The Tender Activist: King & Queens

The Tender Activist: King & Queens

Mom would tell it like she told all of her best stories, barely getting the words out through her laughter and sometimes joyful tears. She and Dad had been to see Carrie. Someone in their party grabbed someone’s arm just prior to Carrie’s hand reaching out of the grave causing that first someone to scream, which made the audience scream, all before the scream Brian De Palma intended but, not to worry, they all screamed then, too.

So I might have connected who the author was when I bought my first Stephen King book when I was 11, but I’m fairly certain it was the cover that drew me in. A silver front with a faceless boy’s head floating on it. The store was B. Dalton Bookstore in the Marquette Mall. That small mall and the McDonald’s down the street were our family’s touchstones to civilization while stationed in the frigid Upper Peninsula of Michigan. Can I tell you about the smell of that book? I cannot, because it smelled like nothing else. The scent of those dull, off-white, pulp pages can only be described in intangibles: raw potential and adventure; that whole store smelled that way.

The book, as King fans probably guessed, was The Shining and I devoured it. There is of course the delicious tale of Jack Torrance going mad in an isolated location, but I was equally fascinated by the detailed history King gave of the Overlook Hotel. I don’t dislike the Stanley Kubrick film as much as King purportedly does, but it’s always pissed me off that the hero of the book, a black man, is killed in that adaptation. What the actual fuck, Stanley? Regardless, as is the case with even the best adaptations of his work, reading Stephen King is a rich experience that will never completely translate to screens, big or small.

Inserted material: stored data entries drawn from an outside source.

PR #293, opened 2020-08-19
Add nullable support throughout the whole library.

scamille:
This requires reference types that can be null to be annotated by a ? operator, similar to value types.

This gives the advantage that the compiler can warn against any nullreference exceptions, of which this commits elimits a few.

To make the underlying protocol implementation not any more complicated and to eliminate existing problems, and to give more precise error reporting, I replaced some return null statements with explicit Exceptions. This lead to the assumption that those core protocol functions always return non-null objects if they do not throw, making the PLC code simpler.

Adjust some NotConnected tests to look for explicit PlcException instead of NullReferenceException.

### DIFF
--- a/S7.Net.UnitTest/S7NetTestsAsync.cs
+++ b/S7.Net.UnitTest/S7NetTestsAsync.cs
@@ -591,15 +591,13 @@ namespace S7.Net.UnitTest
 
 
         [TestMethod]
-        [ExpectedException(typeof(NullReferenceException))]
         public async Task Test_Async_ReadBytesReturnsNullIfPlcIsNotConnected()
         {
             using (var notConnectedPlc = new Plc(CpuType.S7300, "255.255.255.255", 0, 0))
             {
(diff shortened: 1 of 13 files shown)


mycroes:
Hi @scamille,

Yes this was motivation for #296, which is superseded by #302. Can you update your PR and see if it works now? I will definitely accept this PR; the only reason I personally see to avoid nullable reference types is legacy codebases.

scamille:
Adjusting S7NetPlus to have nullable annotations should not affect any user of the library, unless nullable support is enabled there as well. It is after all just a compiler-internal annotation, and does not change anything about the fact that reference type variable can still be null.

mycroes:
HI @scamille, I understand how the feature works, I just meant that I wouldn't enable nullable reference types on a 10k+ lines codebase if there's no obvious reason to do so (or at least professionally, since I can't substantiate the investment with regards to the benefits). Nevertheless, I'm happy that you made this change, merging right away.

PR #297, opened 2020-08-21
Change test project to a fixed win-x64 runtime identifier and upgrade…

scamille:
… Snap7

Downlaoded Snap7 1.4.2 64bit DLL from https://sourceforge.net/projects/snap7/files/


mycroes:
Hi @scamille, please rebase this one as well. It seems to build/test just fine on AppVeyor as well, so I don't see much reason not to merge this.

scamille:
I think the original motivation was that this might also reduce sporadic Unit Test failures, even though I have no clue if it does make a difference.

scamille:
Looks like this might really help with sporadic tests failing in CI, in particular T33_WriteLargeByteArray

scamille:
Going to retract this, as #306 contains both the upgraded Snap7 library as well as some other, better adjustments than this.

PR #298, opened 2020-08-21
Add LReal support, kill old "Double" sham.

scamille:
- Adds true support for 64bit double / LReal datatype.
- Set old Types.Single and Types.Double to obselete. Both class names use .NET types instead of S7 type names, contrary to all other types.
- Remove already obsoleted conversion from DWord to Real. Why is this even necessary?
  For users caring about converting from DWord, they can still convert to single. But unless we get LWord support, there won't be a direct conversion to double/LReal.
- Adjust unit tests by removing rounding, testing directly double read/writes.

There is quite a bit of breaking changes at least in the automated Struct and object functions which automatically translate .NET types to appropriate S7 types.
My consideration was that if we ever want to support 64bit types, there is no way against breaking those existing incorrect conversions from 64bit .NET double to 32 bit S7 Real variables.

### DIFF
--- a/S7.Net.UnitTest/S7NetTestsAsync.cs
+++ b/S7.Net.UnitTest/S7NetTestsAsync.cs
@@ -876,17 +876,6 @@ namespace S7.Net.UnitTest
             Assert.AreEqual(tc.CustomTypes[1].Bools[1], tc2.CustomTypes[1].Bools[1]);
         }
 
-        //[TestMethod]
-        //public async Task Test_Async_ReadWriteDouble()
-        //{
-        //    double test_value = 55.66;
-        //    await plc.WriteAsync("DB1.DBD0", test_value);
-        //    var helper = await plc.ReadAsync("DB1.DBD0");
-        //    double test_value2 = Conversion.ConvertToDouble((uint)helper);
-
-        //    Assert.AreEqual(test_value, test_value2, 0.01, "Compare Write/Read"); //Need delta here because S7 only has 32 bit reals
-        //}
-
         [TestMethod]
         public async Task Test_Async_ReadWriteSingle()
         {
--- a/S7.Net.UnitTest/S7NetTestsAsync.cs
+++ b/S7.Net.UnitTest/S7NetTestsAsync.cs
@@ -101,19 +101,12 @@ namespace S7.Net.UnitTest
 
         /// <summary>
         /// Read/Write a single REAL with a single request.
-        /// Test that writing a double and reading it gives the correct value.
+        /// Test that writing a float and reading it gives the correct value.
         /// </summary>
         [TestMethod]
         public async Task Test_Async_WriteAndReadRealVariables()
         {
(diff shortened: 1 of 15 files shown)


mycroes:
Will be happy to accept. I might have mentioned this before, but I'm not the (original) author of this library. I favor standardization as performed here, just as well as deleting invalid / unnecessary options like DWord to Real conversion.

It can sometimes be hard to justify these changes to end users, but it helps to have allies 😉

S7.Net/Protocol/Serialization.cs
```diff
@@ -1,5 +1,6 @@
 ﻿using System;
 using System.Collections.Generic;
+using System.Diagnostics;
```
mycroes, line 3: Accidental inclusion?

S7.Net.UnitTest/S7NetTestsAsync.cs
```diff
@@ -883,16 +876,16 @@ public async Task Test_Async_ReadClassWithArrayAndCustomType()
...
         }
 
-        [TestMethod]
-        public async Task Test_Async_ReadWriteDouble()
-        {
-            double test_value = 55.66;
-            await plc.WriteAsync("DB1.DBD0", test_value);
-            var helper = await plc.ReadAsync("DB1.DBD0");
-            double test_value2 = Conversion.ConvertToDouble((uint)helper);
+        //[TestMethod]
```
mycroes, line 879: Let's delete this, git will remember anyway.

S7.Net/Types/Class.cs
```diff
@@ -1,5 +1,6 @@
 ﻿using System;
 using System.Collections.Generic;
+using System.Diagnostics;
```
mycroes, line 3: Accidental inclusion?

mycroes (changes requested):

S7.Net.UnitTest/S7NetTestsAsync.cs
scamille: I probably thought about adding long-word support to bring this test back. But I don't really see any value in word to other type conversions anyway, so can just remove it completely.

S7.Net/Protocol/Serialization.cs
scamille: Yes. Fixed in 6640a39

S7.Net/Types/Class.cs
scamille: Yes. Fixed in 6640a39

mycroes (approved):

mycroes:
Can you rebase this as well? If there's any specific order that you want the open PR's merged in (I'm betting on more rebases required) let me know.

scamille:
let's just do this one first since you reviewed it :) Next the PDU checks I guess, then Unit Test Snap7 upgrade. The string changes need some discussion maybe, dunno how much it will break things.

mycroes:
Thanks again @scamille!

PR #304, opened 2020-09-04
Add github actions workflow

scamille:
This will need quite a bit of testing until it is ready, which can only be done in here :-)

### DIFF
--- a/.github/workflows/main.yml
+++ b/.github/workflows/main.yml
@@ -1,8 +1,7 @@
 name: CI
 
 on:
-  pull_request
-  push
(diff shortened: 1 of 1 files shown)


scamille:
Seems this does not work out of the box, which makes sense since you don't want to run arbitrary workflows from a pull request.

The motivation behind this:
- I am learning/playing with GitHub Actions anyway right now.
- Sporadic Unit Test Failures on AppVeyor
- Faster than AppVeyor
- Can be extended to other OS than windows.

PR #306, opened 2020-09-06
Add Github Actions workflow

scamille:
- Adds github CI pipeline for testing as well as packaging (as the existing appveyor pipeline does)
- Includes test run for ubuntu-latest on netcoreapp3.1
- Includes using 64bit Snap7 dll version 1.4.2
- Adjust Snap7 Test Server Network port to a value > 1000 so tests can run on linux without elevated privileges.
- Fix default PLC TcpClient Timeout values to 0 to fix runtime errors on linux. This is the value specified in the .NET API and should do the same as the existing -1 value on windows, namely no timeout (infinite).
- Adjust Snap7 .NET wrapper to use platform independent dll name.

Example Run:
https://github.com/scamille/s7netplus/actions/runs/241585909


mycroes:
Definitely interested in this, however I want to do some additional research/testing before I merge this. I also deploy from AppVeyor (manual deploy from build for version tag), so that's at least one thing I also need when using GitHub actions.

scamille:
They should definitely run in parallel to begin with, so that it can be verified to work reliably.

I tried to add artifact creation to this similar to how you set it up for appveyor. But I don't know how exactly your system works when doing releases. that something which would need some refinement if you want it to work from it.

Or you just keep this as an additional CI Test only and continue using appveyor for deployment indefinitely.

mycroes:
Been reading a bit on workflows, so I at least figured the following:

- Publishing to NuGet shouldn't be too hard
- There's `on: release: types: [created]' which runs when a release is created, this could perhaps be the right time to publish the NuGet package. Not sure if this works with automatically created releases on version tag creation, which I currently use.
- The workflow created here is quite complex to achieve build+test, even though it does include all the versioning stuff from the AppVeyor setup.

So I'm wondering, I think we should bring this back to a `build+test` workflow (instead of `main`) which doesn't bother with all the versioning stuff, and a release/publish workflow which publishes the package. I'm not asking you to create this, if you want to adapt this to build+test I'll merge this and when I have some more time to figure out the deployment to NuGet I can add that myself as well.

scamille:
Ok so if I understand you correctly, bring this back to only build + test without GitVersion, Pack and Upload Artifacts which bloats it so much.

how should thee file be named if not main.yml?

The name of the workflow is already 'CI'.

Might make sense to have a suitable name which is the same for both the workflow file and name.

scamille:
As far as I understand, the main reason to keep things inside the same workflow is so that jobs can depend on each other. It might make sense to only run deploy after build + test was successful.

On the other hand, triggers are only defined once per workflow. Thus it would make sense to have a build + test workflow for push/pull request, and the deploy workflow for tags created.

I guess you can somehow assume that a tag will always be created only for a commit for which the build + test pipeline was successful, otherwise it wouldn't have been merged into master in the first place.

mycroes:
> Ok so if I understand you correctly, bring this back to only build + test without GitVersion, Pack and Upload Artifacts which bloats it so much.
Yes!

> how should thee file be named if not main.yml?
build+test.yml?

> The name of the workflow is already 'CI'.
I'm not sure if CI is technically correct (which depends on how one would define CI, because the fact that a PR builds doesn't mean it'll also get merged).

> As far as I understand, the main reason to keep things inside the same workflow is so that jobs can depend on each other. It might make sense to only run deploy after build + test was successful.
Yes, I guess it should also be part of the deploy workflow.

> On the other hand, triggers are only defined once per workflow. Thus it would make sense to have a build + test workflow for push/pull request, and the deploy workflow for tags created.
Exactly.

> I guess you can somehow assume that a tag will always be created only for a commit for which the build + test pipeline was successful, otherwise it wouldn't have been merged into master in the first place.
master is actually a protected branch (and develop as well I think), so even I can't push directly to it right now (of course I could unprotect them, but you get the point), which means you're correct about the verification always happening upfront.

scamille:
Ok so got it separated between Test and Deploy (which has no active job at the moment; just wanted to store the existing work on importing GitVersion, Pack and Upload Artifacts).

This whole Pipeline stuff is a lot of trial and error, and my scripting skills are not the best :)

Anyway, please have a look. Test run: https://github.com/scamille/s7netplus/actions/runs/246964386

scamille:
Replaced by #319 so that #318 can be merged independently from it.

PR #307, opened 2020-09-06
Add CancellationToken support to async functions.

scamille:


scamille:
@mycroes Even though this is not fully finished, feel free to take a look at it and give me feedback if you think something fundamental should be done differently.

My current goal was to just make sure that all public async functions get an optional CancellationToken parameter at the end, and that it is passed through to all Stream/TcpClient functions which offer a CancellationToken parameter.

I don't think it is worth doing many CancellationToken checks / ThrowIfCancelled calls ourself. In a normal network based usage scenario you probably have 1-5% of the time spent on serializing as well as doing the protocol communication, and the rest being very slow network communication.

I also don't have any plans on offering something other than cooperative cancellation through the stream .NET library functions, at least not as a baseline.
Even adding something to Open() is a bit fishy, since it will only affect the communication after the connection is established.

mycroes:
Nothing fundamentally wrong with your code, but what's fundamentally wrong with the library is that's there's no seperation of concerns between building messages, parsing messages and doing network communication. This also means that the code is riddled with `stream.Write`(`Async`) and `stream.Read`(`Async`) calls. I definitely want to add closing of the socket on cancel, but I don't think the order of implementing that matters much.

I've also been thinking about removing the sync implementation and just forwarding all the calls to the async implementations.  OTOH with proper SoC it's probably peanuts to keep the sync implementation with calls to sync `Read` and `Write`.

scamille:
Yes I have been thinking about reducing the amount of code as well.
One thing I want to do is to move all those serialization stuff into extension methods, so the PLC class can focus on actually reading/writing binary data (which is either a single byte array or a list of DataItems).

I don't know if its a good idea to have all synchronous functions just wrap the async ones. It certainly would reduce the maintenance burden quite a lot. Guess I need to read up on this a bit.

Yes it would definitely help to separate concern of building the message, parsing them and doing the network communication more clearly, or at least make sure nothing is duplicated. I tried to do some of that in the previous fb-var pull request, so it should at least be a bit better.

it might also be possible to merge the ReadMultipleVars with the ReadBytes function, since the latter is a special case of the former. But it is a bit tricky since the former does not support operations larger than Max PDU.

scamille:
https://devblogs.microsoft.com/pfxteam/should-i-expose-synchronous-wrappers-for-asynchronous-methods/ has some arguments against wrapping async inside sync calls. There are good reasons to avoid it, but it might still be the sensible thing to do for us, assuming we take care of some of the pitfalls.
Got There from https://stackoverflow.com/questions/19865823/how-can-i-implement-both-an-async-method-and-its-synchronous-counterpart / https://stackoverflow.com/questions/14870478/write-a-well-designed-async-non-async-api/14876375#14876375

mycroes:
I'm actually only offering async in [Sally7](/mycroes/Sally7), but yes, there's an existing userbase here that might have issues with that. That's also one of the reasons that this project needs a proper sample implementation (to educate users).

About the wrapping: network connections are inherently async, so acting like we're doing a sync call because TcpClient implements a sync API doesn't really differ much from moving the async-to-sync barrier one level up. I don't know if there's anything in the sync methods that's different than blocking till the result is available, because that would be the only reason for using the sync TcpClient API from my point of view (and only for backwards compatibility in the sync methods, because the right approach would be to use the async API anyway).

scamille:
Well it would definitely simplify a lot of things if we can get rid of sync implementations, so I am all in on it.

My plan would be to first complete this PR.
Then either
- Yank serialization stuff into extension methods
- replace Sync calls with async wrappers

And after that we can look some more into cleaning up the internals of async connect/read/write, better separate the different steps.

mycroes:
One minor comment, I don't think extension methods would offer much of an advantage, while OTOH they would represent the cor functionality of this library, which makes it questionable whether it should only be accessible through extension methods anyway. Other than that, I think your plan is OK. Will probably look into merging this PR this evening.

mycroes (approved):

Issue #275, opened 2020-07-14
How to handle the PLC disconnection error?


nayanavv:
How to handle the error thrown when the PLC (ethernet port) is disconnected from the windows application. How to handle this error?  By that I meant how to not suspend the thread and keep the application running.
Also I'm getting different error for ethernet disconnection and PLC power off, how is that possible?

Plc is not getting disconnected when PLC Close function is called in the form.closed event.

>  PLC.Close()

Please help with any possible solutions

kivannc:
I have a similar problem. In some computers when the is connection is gone for a second. IsConnected stays true but it always gets read error and shows wrong values. For now I have counter for errors. If it continues for a while. I reinitialize the connection.

nayanavv:
> I have a similar problem. In some computers when the is connection is gone for a second. IsConnected stays true but it always gets read error and shows wrong values. For now I have counter for errors. If it continues for a while. I reinitialize the connection.

Hi kivannc,
Could you please explain how you did this? Reinitialize means do I have to restart the application?

kivannc:
I am just Closing and Openning Connection again. Instance.Close(); Instance.Open();

mycroes:
This might also be affected by #349.

Issue #252, opened 2020-01-29
Unable to read PLC DB data


05749:
Hi, I am using the S7-1200 and TIA portal V1.4.
I am running Readbytes from the S7.net library, but I get the following error:
 "Unable to read data from the transport connection: An existing connection was forcibly closed by the remote host."
I can do plc.open () and plc.close () without any problems.
Is there any solution? Any advice is welcome.
thank you in advance.
![plc program](https://user-images.githubusercontent.com/60371927/73341639-6393b500-42c0-11ea-96a3-a3b7a6bcc725.png)

FalcoGoodbody:
Did you check that the DB is not optimized?

05749:
Thank you for your comment.
Yes, I unchecked DB optimization according to the documentation.
![image](https://user-images.githubusercontent.com/60371927/73581158-a8d80280-44cb-11ea-8599-6a426cbd7ad2.png)
Do I need other settings on the PLC besides the contents of this document?
Thank you.

allatrue:
Did you enabled PUT/GET communication for the CPU?

05749:
Yes, I have enabled PUT / GET communication for the CPU .

mycroes:
Try to remove the Plc.Isconnected check, it's broken.

05749:
I thought Plc.Isconnected was a way to verify communication with the PLC, but does it affect Plc.ReadBytes?

mycroes:
I believe it accidentally terminates the connection. I'm way behind on fixing issues like this, because obviously this shouldn't be the case. Let me know if it works without the IsConnected check.

05749:
Thank you for your comment.
I was able to read the DB by removing the IsConnected check.
![Improved PLC program](https://user-images.githubusercontent.com/60371927/73617752-65190080-4665-11ea-952a-20f2dcf794a6.png)
thank you very much.

FalcoGoodbody:
Well...that´s strange.
I am using the PLC.IsConnected to read data from a S7-1500 at there it works fine so far.
Maybe it is problem depending to the PLC used?

mycroes:
Maybe one of you isn't using the latest version?

FalcoGoodbody:
I´m using Version 0.4.0 from the last year. Via NuGet there is no newer one available.
For me everything works fine and I am absolutely happy with this library.

05749:
I using the same S7.Net version 0.4.0.
[...]

Issue #208, opened 2019-02-20
I have problems connecting to an S7 200


frustis:
My code:

`using System;
using System.Collections.Generic;
using System.Linq;
using System.Threading.Tasks;
using System.Windows.Forms;
using S7.Net;

namespace WindowsFormsApp1
{
    static class Program
    {
        /// <summary>
        /// Punto de entrada principal para la aplicación.
        /// </summary>
        [STAThread]
        static void Main()
        {
            // Application.EnableVisualStyles();
            Plc plc = new Plc(CpuType.S7200, 10.127.85.210, 0, 2);
            /// plc.
            plc.Open();

            Console.WriteLine(plc.IsAvailable);
            Console.WriteLine(plc.IsConnected);
            // var dwords = plc.Read(DataType.DataBlock, 1, 0, VarType.DWord, 20);
            // ushort result = (ushort)plc.Read("DB1.DBW0");

        }
    }
}`

In the plc.Open () I get an exception:

Excepción producida: 'S7.Net.PlcException' en S7.Net.dll
Excepción no controlada del tipo 'S7.Net.PlcException' en S7.Net.dll
Couldn't establish the connection to 10.127.85.210.
Message: TPKT is incomplete / invalid

Any Idea?

Thanks

mycroes:
Hi @frustis,

At first I saw the PLC type in your code didn't match the issue title, but since you corrected that I'm assuming you are using the right values now. Unfortunately your issue is hard to debug. The PLC refuses the connection, the reason is unclear. I'm guessing it has to do with some data in the Connection Request as sent by S7NetPlus, but what part I don't know. There are more open issues related to this, I'm trying to improve the situation but I don't have much time these days... I will try to get back on this soon. In the meantime, have you tried any other library for S7 communication to see if it works?

mycroes:
Just spotted the `plc.IsConnected` usage, unfortunately that kills the connection. Please retest this without `plc.IsConnected` and preferably against a newer S7NetPlus version.

scamille:
IsConnected does not kill your connection I believe, only IsAvailable might.

The main problem here should be fixed in version 0.7.0, so just try again with the latest version please.

mycroes:
Also, this would probably be fixed by #396 when you specify TSAP's manually, because from what I understood the S7 200 doesn't support a fixed set of TSAP addresses as most newer PLC's do...

mycroes:
Closing, feel free to reopen if the issue persists.

Issue #154, opened 2018-07-06
IsConnected don't check if connection setup is done (Open())


rapha-dev:
As title says, running a `Read` (or any read/write action) without prior `Open` will throw a `TPKTInvalidException`.
`IsConnected` should check actual connection by sending a empty PDU (as mentioned in source already).

This behavior breaks old implementations where `IsConnected` actually checks for prior `Open` (before 0.1.8).

mycroes:
The IsConnected property of `PLC` now reflects the `IsConnected` state of the underlying `TcpClient`. #349 will actually add to that by having the connection closed on errors.

mycroes:
Also see #523, I tink this can be closed now.

PR #311, opened 2020-09-08
Remove IsAvailable, document IsConnected

mycroes:
Addresses #275, #252, #208, #154.

### DIFF
--- a/S7.Net.UnitTest/S7NetTestsSync.cs
+++ b/S7.Net.UnitTest/S7NetTestsSync.cs
@@ -933,7 +933,14 @@ namespace S7.Net.UnitTest
             S7TestServer.Stop();
 
             var unreachablePlc = new Plc(CpuType.S7300, "255.255.255.255", 0, 2);
-            Assert.IsFalse(unreachablePlc.IsAvailable);
+            try
+            {
+                unreachablePlc.Open();
+            }
+            catch
+            {
+            }
+            Assert.IsFalse(unreachablePlc.IsConnected);
         }
 
         [TestMethod]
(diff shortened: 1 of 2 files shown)


scamille (commented):
At first I thought it might be a good idea to just let IsAvailable call IsConnected first, and only if it is not try to connect to the PLC.

But on the other hand, IsAvailable is just a property and tried to do too much, hiding large function calls in it.

So I think it is a sensible choice to just force users to do the Open() call themselves, with all the exception handling necessary for it.
It might even be worth deprecating IsAvailable and pointing to IsConnected.

mycroes:
Hi @scamille, Thanks for taking a peek at this. I was actually slightly confused (as you noticed from my comments with regards to IsConnected on issues) between IsAvailable and IsConnected. I was also thinking about removing IsAvailable altogether. Either way, I was short on time yesterday, so I haven't made up my mind yet. 😄

scamille:
I do like the comments, it really highlights the problems with relying on IsConnected giving the full truth about the connection status.
Even if it would send a keepalive/other dummy data, it would still only give you the IsConnected status at that point of time. A Read/Write after that could still run into a unconnected connection and needs to handle it somehow gracefully. 

You should be able to reference the IsConnected XML documentation from IsAvailable with /// <inheritdoc cref="Plc.IsConnected"/>

And yes adding [Deprecated] would be appropriate, maybe with some words about calling Open() yourself. We certainly don't need IsConnected twice forever.

mycroes:
The comment actually comes from TcpClient.Connected. I think I might just remove IsAvailable altogether, this breaks it anyway for people relying on it to connect this way...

As a Constant Reader (as King calls his fans), I was surprised to recently run across articles critical of King’s treatment of gay and lesbian characters. These discussions are surfacing because of the blockbuster success of the recent adaptation of It. Fans wondered if bully Patrick Hockstetter would give gang leader Henry Bowers a hand job as he did in the book. Would a minor plotline with a gay couple being harassed be included? Ironically, there are those who took issue with both of these elements of It since Hockstetter is an animal-torturing psychopath who murdered his baby brother and the couple is portrayed as being flamboyant. Now the lavender hammer would come crashing down on filmdom if the scenes are excluded, as they were in the 1990 television adaptation.

The criticisms take the form of online chatter like reviews on horror sites and Goodreads, to bloggers like “GhoulieJoe” who posits King’s gay characters “can be quantified into five types: the Mannish Lesbian, the Trauma Victim, the Weakling, the Predator, and the Well-Adjusted” in a surprisingly thorough post. There are also learned essays like those from respected film critic Robin Wood who almost seems to assume King’s homophobic tone is a given. Complaints include characters who have chosen to be lesbian due to abusive relationships, gay men being described as small in stature and easily frightened or effeminate, and bisexual characters who are evil. Perhaps I’ve lived a more colorful life than I realize; I’ve known all these people.

GhoulieJoe does allow that King’s treatment of gays has shown growth over his 40-plus years on best seller lists. She cites the second book of the Bill Hodges Trilogy, Finders Keepers, when King describes a waiter from gay man’s perspective: “Longish dark blond hair, clean and tied back at the nape so his elegant cheekbones show.” Herein lies the flaw in these criticisms: as the storyteller, King is writing from the point of view of the characters, not himself. When It’s Officer Gardener comments “This man—if you want to call him a man…” it is no more King’s personal opinion than Jack Torrance noting the way another character’s limp penis floats in a bath means King likes dick. A cursory look at his Twitter will tell you where the man himself stands. Hell, he was calling Mike Pence on his homophobia before most of us knew who the now vice president was. And, not for nothing, his daughter is lesbian.

One thing has always been true about King’s work: he writes for thinkers. Does Patrick Hockstetter masturbating a guy make him gay? Is Pennywise in his head? Does the act mean all psychopaths are a bit gay? Like all good literature, Stephen King’s work helped expanded my worldview by presenting questions like that through quirky, flawed, human characters. He was also writing about homosexual proclivities when few other mainstream authors were.

To riff on a John Denver line, as much as it turns me on to be 50, it turns me on even more to know Stephen King is 70 and still going strong. Two recent major movie releases, a Netflix movie release, and three television series based on his work are among is current projects. Universal Orlando’s Halloween Horror Night’s has a Shining-themed house — albeit based on the aforementioned Kubrick film). And he’s currently on tour promoting a newly released collaboration with his son, Owen, Sleeping Beauties (with a sold out stop in Sarasota October 6). My pre-ordered copy has arrived and it’s all I can do to not put aside my Orlando Museum of Art Book Club selection and dive into it.